There was an exception when TiKV contacted PD to obtain TSO. Check the reason, could it be caused by time synchronization issues?

translator_bot · June 21, 2024, 7:54am

| username: xfworld | Original post link

It looks like a network issue.

translator_bot · June 21, 2024, 7:54am

| username: 像风一样的男子 | Original post link

Is it possible that a firewall or something similar is blocking the communication between KV and PD?

translator_bot · June 21, 2024, 7:54am

| username: zhanggame1 | Original post link

Check the monitoring, is the memory insufficient?

translator_bot · June 21, 2024, 7:54am

| username: xingzhenxiang | Original post link

Try reloading the PD node.

translator_bot · June 21, 2024, 7:54am

| username: 路在何chu | Original post link

It looks like a communication failure.

translator_bot · June 21, 2024, 7:54am

| username: 路在何chu | Original post link

What does the TiKV log print?

translator_bot · June 21, 2024, 7:54am

| username: 月明星稀 | Original post link

Hybrid deployment

translator_bot · June 21, 2024, 7:54am

| username: 月明星稀 | Original post link

In the same data center, there shouldn’t be any network issues in theory.

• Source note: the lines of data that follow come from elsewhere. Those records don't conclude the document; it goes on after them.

PR #76888, opened 2025-01-23
Stop escaped compiler args from being mangled by MSBuild

### LINKED ISSUE #72014: MSBuildWorkspace does not cleanly load VB project on Linux or MacOS
**Version Used**: 4.10 Preview 1

Reported in https://github.com/dotnet/roslyn/pull/69225

**Steps to Reproduce**:

1. dotnet new console --language VB
2. use MSBuildWorkspace.OpenProjectAsync to load the newly created VB project

**Expected Behavior**:
Project loads without any workspace diagnostics and compilation reports no compiler diagnostics.

**Actual Behavior**:
Compilation reports "BC30002": Type 'Global.Microsoft.VisualBasic.ApplicationServices.ApplicationBase' is not defined.

JoeRobich:
The TaskItem implementation from MSBuild treats the ItemSpec as file path and tries to normalize the path separators. When running on non-windows machines this means changing '\\' to '/'.  However this breaks how double quotes are escaped in the compiler args. By using our own implementation of TaskItem we can use the compiler args as the ItemSpec without any modification.

Resolves https://github.com/dotnet/roslyn/issues/72014

### DIFF
--- a/src/Compilers/Core/MSBuildTask/ArgsTaskItem.cs
+++ b/src/Compilers/Core/MSBuildTask/ArgsTaskItem.cs
@@ -55,8 +55,10 @@ namespace Microsoft.CodeAnalysis.BuildTasks
 
         public void CopyMetadataTo(ITaskItem destinationItem)
         {
+            // Implementation notes that we should not overwrite existing metadata on the destination.
+            var sourceMetadataNames = MetadataNames.OfType<string>();
             var destinationMetadataNames = destinationItem.MetadataNames.OfType<string>();
-            var metadataNamesToCopy = _metadata.Keys.Intersect(destinationMetadataNames, StringComparer.OrdinalIgnoreCase).ToArray();
+            var metadataNamesToCopy = sourceMetadataNames.Except(destinationMetadataNames, StringComparer.OrdinalIgnoreCase).ToArray();
 
             foreach (var metadataName in metadataNamesToCopy)
             {
--- a/src/Compilers/Core/MSBuildTask/ArgsTaskItem.cs
+++ b/src/Compilers/Core/MSBuildTask/ArgsTaskItem.cs
@@ -5,9 +5,7 @@
 using System;
 using System.Collections;
 using System.Collections.Generic;
-using System.Linq;
 using Microsoft.Build.Framework;
-using System.Collections.Immutable;
 
 namespace Microsoft.CodeAnalysis.BuildTasks
 {
@@ -43,24 +41,40 @@ namespace Microsoft.CodeAnalysis.BuildTasks
         public string ItemSpec { get; set; }
 
         // Implementation notes that we should include the built-in metadata names as well as our custom ones.
-        public ICollection MetadataNames => _metadata.Keys.Concat(WellKnownItemSpecMetadataNames).ToImmutableArray();
+        public ICollection MetadataNames
+        {
+            get
+            {
+                var clone = new List<string>(_metadata.Keys);
+                clone.AddRange(WellKnownItemSpecMetadataNames);
+                return clone;
+            }
+        }
 
         // Implementation notes that we should include the built-in metadata names as well as our custom ones.
         public int MetadataCount => _metadata.Count + WellKnownItemSpecMetadataNames.Length;
 
         public IDictionary CloneCustomMetadata()
         {
-            return _metadata.ToImmutableDictionary();
+            return new Dictionary<string, string>(_metadata, StringComparer.OrdinalIgnoreCase);
         }
 
         public void CopyMetadataTo(ITaskItem destinationItem)
         {
             // Implementation notes that we should not overwrite existing metadata on the destination.
-            var destinationMetadataNames = destinationItem.MetadataNames.OfType<string>();
-            var metadataNamesToCopy = _metadata.Keys.Except(destinationMetadataNames, StringComparer.OrdinalIgnoreCase).ToArray();
-
-            foreach (var metadataName in metadataNamesToCopy)
+            var destinationMetadataNames = new HashSet<string>(StringComparer.OrdinalIgnoreCase);
+            foreach (var name in destinationItem.MetadataNames)
             {
+                destinationMetadataNames.Add((string)name);
+            }
+
+            foreach (var metadataName in _metadata.Keys)
+            {
+                if (destinationMetadataNames.Contains(metadataName))
+                {
+                    continue;
+                }
+
                 var metadataValue = _metadata[metadataName];
                 destinationItem.SetMetadata(metadataName, metadataValue);
             }
--- a/src/Compilers/Core/MSBuildTask/ArgsTaskItem.cs
+++ b/src/Compilers/Core/MSBuildTask/ArgsTaskItem.cs
@@ -1,0 +1,83 @@
+﻿// Licensed to the .NET Foundation under one or more agreements.
+// The .NET Foundation licenses this file to you under the MIT license.
+// See the LICENSE file in the project root for more information.
+
+using System;
+using System.Collections;
+using System.Collections.Generic;
+using System.Linq;
+using Microsoft.Build.Framework;
+using System.Collections.Immutable;
+
+namespace Microsoft.CodeAnalysis.BuildTasks
+{
+    internal sealed class ArgsTaskItem : ITaskItem
+    {
+        // This list is taken from src/Shared/Modifiers.cs in the dotnet/msbuild repo.
+        private static readonly string[] WellKnownItemSpecMetadataNames =
+        {
+            "FullPath",
+            "RootDir",
+            "Filename",
+            "Extension",
+            "RelativeDir",
+            "Directory",
+            "RecursiveDir",
+            "Identity",
+            "ModifiedTime",
+            "CreatedTime",
+            "AccessedTime",
+            "DefiningProjectFullPath",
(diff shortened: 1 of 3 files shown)


src/Compilers/Core/MSBuildTask/ArgsTaskItem.cs
```diff
@@ -0,0 +1,83 @@
...
+using System.Linq;
+using Microsoft.Build.Framework;
+using System.Collections.Immutable;
+
+namespace Microsoft.CodeAnalysis.BuildTasks
+{
+    internal sealed class ArgsTaskItem : ITaskItem
+    {
+        // This list is taken from src/Shared/Modifiers.cs in the dotnet/msbuild repo.
+        private static readonly string[] WellKnownItemSpecMetadataNames =
```
jaredpar, line 17: nit: consider using a collection expression

src/Compilers/Core/MSBuildTask/ArgsTaskItem.cs
```diff
@@ -0,0 +1,83 @@
...
+using System.Collections.Generic;
+using System.Linq;
+using Microsoft.Build.Framework;
+using System.Collections.Immutable;
+
+namespace Microsoft.CodeAnalysis.BuildTasks
+{
+    internal sealed class ArgsTaskItem : ITaskItem
+    {
+        // This list is taken from src/Shared/Modifiers.cs in the dotnet/msbuild repo.
```
jaredpar, line 16: Let's permalink to the version we took this from.

src/Compilers/Core/MSBuildTask/ManagedToolTask.cs
```diff
@@ -159,7 +159,7 @@ protected static ITaskItem[] GenerateCommandLineArgsTaskItems(List<string> comma
             var items = new ITaskItem[commandLineArgs.Count];
             for (var i = 0; i < commandLineArgs.Count; i++)
             {
-                items[i] = new TaskItem(commandLineArgs[i]);
+                items[i] = new ArgsTaskItem(commandLineArgs[i]);
```
jaredpar, line 162: This will change from us unconditionally escaping to unconditionally not escaping. Won't this regress scenarios where escaping is making builds work today? Consider for example that `/keyfile:` is passed via `commandLineArgs`. If that was using `\` today it would be `/` on unix but after this change it woudl still be `\` correct?

JoeRobich: oof. Luckily many args such as Analyzers, References, Source all come from TaskItems of their own which apply the path correction. So I need to look at args which come from properties and may contain file paths.

src/Compilers/Core/MSBuildTask/ArgsTaskItem.cs
```diff
@@ -0,0 +1,98 @@
...
+        }
+
+        public string ItemSpec { get; set; }
+
+        // Implementation notes that we should include the built-in metadata names as well as our custom ones.
+        public ICollection MetadataNames
+        {
+            get
+            {
+                var clone = new List<string>(_metadata.Keys);
```
jaredpar, line 48:
```suggestion
                var clone = new List<string>(capacity: MetadataCount);
                clone.AddRange(_metadata.Keys);
```

Avoid unnecessary allocations.

src/Compilers/Core/MSBuildTask/ArgsTaskItem.cs
```diff
@@ -0,0 +1,98 @@
...
+                clone.AddRange(WellKnownItemSpecMetadataNames);
+                return clone;
+            }
+        }
+
+        // Implementation notes that we should include the built-in metadata names as well as our custom ones.
```
jaredpar, line 54: Which implementation notes this?

src/Compilers/Core/MSBuildTask/ArgsTaskItem.cs
```diff
@@ -0,0 +1,98 @@
...
+// See the LICENSE file in the project root for more information.
+
+using System;
+using System.Collections;
+using System.Collections.Generic;
+using Microsoft.Build.Framework;
+
+namespace Microsoft.CodeAnalysis.BuildTasks
+{
+    internal sealed class ArgsTaskItem : ITaskItem
```
jaredpar, line 12: Can we add a comment summarizing that we're using this to avoid unnecessary path escaping?

src/Compilers/Core/MSBuildTask/ArgsTaskItem.cs
```diff
@@ -0,0 +1,98 @@
...
+        public void CopyMetadataTo(ITaskItem destinationItem)
+        {
+            // Implementation notes that we should not overwrite existing metadata on the destination.
+            var destinationMetadataNames = new HashSet<string>(StringComparer.OrdinalIgnoreCase);
+            foreach (var name in destinationItem.MetadataNames)
+            {
+                destinationMetadataNames.Add((string)name);
+            }
+
+            foreach (var metadataName in _metadata.Keys)
```
jaredpar, line 71: Why are we only using `_metadata.Keys` here and not `MetadataNames`? Seems like it's only copying our custom metadata not the full set.

src/Compilers/Core/MSBuildTask/ArgsTaskItem.cs
```diff
@@ -0,0 +1,98 @@
...
+                {
+                    continue;
+                }
+
+                var metadataValue = _metadata[metadataName];
+                destinationItem.SetMetadata(metadataName, metadataValue);
+            }
+        }
+
+        public string GetMetadata(string metadataName)
```
jaredpar, line 83: @rainersigwald, @baronfel can you help me understand the contract of `ITaskItem` a bit better? One part of this impl, and others I've seen, is that they have this pattern of exporting a set of names via `MetadataNames` that will throw when you pass them to `GetMetadata`. My mind sees that as a dictionary like type exporting a key but then throwing when you ask for the value. Why does `ITaskItem` behave this way?

baronfel: Do you have a specific instance we could look at? From what we can see TaskItem MetadataNames + GetMetadata _should_ be safe for all of the returned names, which include explicit Item Metadata as well as the historically-significant set of metadata that all Items have (because all items are files, don'tchanknow).

src/Compilers/Core/MSBuildTask/ArgsTaskItem.cs
JoeRobich: In my reading of the [interface comments](https://github.com/dotnet/msbuild/blob/291a8108761ed347562228f2f8f25477996a5a93/src/Framework/ITaskItem.cs#L74). There seems to be a distinction made between "built-in" and "custom" metadata. The "built-in" metadata seems to be related to the ItemSpec which this method is not supposed to update.

src/Compilers/Core/MSBuildTask/ArgsTaskItem.cs
JoeRobich: Maybe I misinterpreted the [comments on the interface](https://github.com/dotnet/msbuild/blob/291a8108761ed347562228f2f8f25477996a5a93/src/Framework/ITaskItem.cs#L35) and the [implementation here](https://github.com/dotnet/msbuild/blob/291a8108761ed347562228f2f8f25477996a5a93/src/Utilities/TaskItem.cs#L223). `MetadataNames` includes the "built-in" metadata which I wasn't sure would actually by in my custom metadata dictionary.

src/Compilers/Core/MSBuildTask/ArgsTaskItem.cs
JoeRobich: Will add links.

src/Compilers/Core/MSBuildTask/ManagedToolTask.cs
jasonmalinowski: So is the expectation that MSBuild project files might do things like <SomeProperty>Foo\Bar</SomeProperty> and this conversion is what makes things still work on non-Windows? That seems terrifying, but I guess project files using \ to make paths is _very_ common...

jasonmalinowski, line 162: I had thought we were going to try some trick about cloning a custom implementation. Does something like this not work?

- We create an ArgsTaskItem that implements ITaskItem2 just to return [EvaluatedIncludeEscaped](https://learn.microsoft.com/en-us/dotnet/api/microsoft.build.framework.itaskitem2.evaluatedincludeescaped?view=msbuild-17-netcore)
- We wrap then call new TaskItem() passing that task specifically to hit [this line](https://github.com/dotnet/msbuild/blob/37eb419ad2c986ac5530292e6ee08e962390249e/src/Utilities/TaskItem.cs#L132) that looks like it'll bypass further escaping.

That way we're returning an existing implementation rather than returning our own which risks bugs in case we don't get the semantics of the interface right.

JoeRobich: Yep, let's do that instead.

jcouv:
Since there's been no update to the PR for a year, I'm going to mark is Draft for now to make room in our review queue.

JoeRobich:
Letting this go.

PR #76912, opened 2025-01-24
Add back intenral EE APIs used by the debugger until the debugger switches to the new overloads

tmat:
Fixes insertion break.


ToddGrun (approved):
:shipit:

PR #76918, opened 2025-01-24
Target test projects in Workspaces and Features layers to NetVSShared

tmat:
Our primary scenarios are devenv, VS OOP and VS Code, hence the tests should target `net472` and `net8.0`.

translator_bot · June 21, 2024, 7:54am

| username: 月明星稀 | Original post link

How much time difference would cause this issue?

translator_bot · June 21, 2024, 7:54am

| username: 路在何chu | Original post link

It is estimated that there are not enough resources, causing a crash.

translator_bot · June 21, 2024, 7:54am

| username: 月明星稀 | Original post link

If resources are insufficient, will there be error logs?

translator_bot · June 21, 2024, 7:54am

| username: 连连看db | Original post link

There may be some information, such as insufficient memory, TiDB might print an error message like “fatal error: runtime: out of memory” in the logs. If the disk space is insufficient, you might see “no space left on device”. However, the scenarios encountered are generally more complex, and most of the time, errors will be printed when executing code functions.

translator_bot · June 21, 2024, 7:54am

| username: TIDB-Learner | Original post link

In a production environment, if an issue suddenly arises, you can check the network (manual adjustments) and disk capacity (such as the root directory being filled with logs).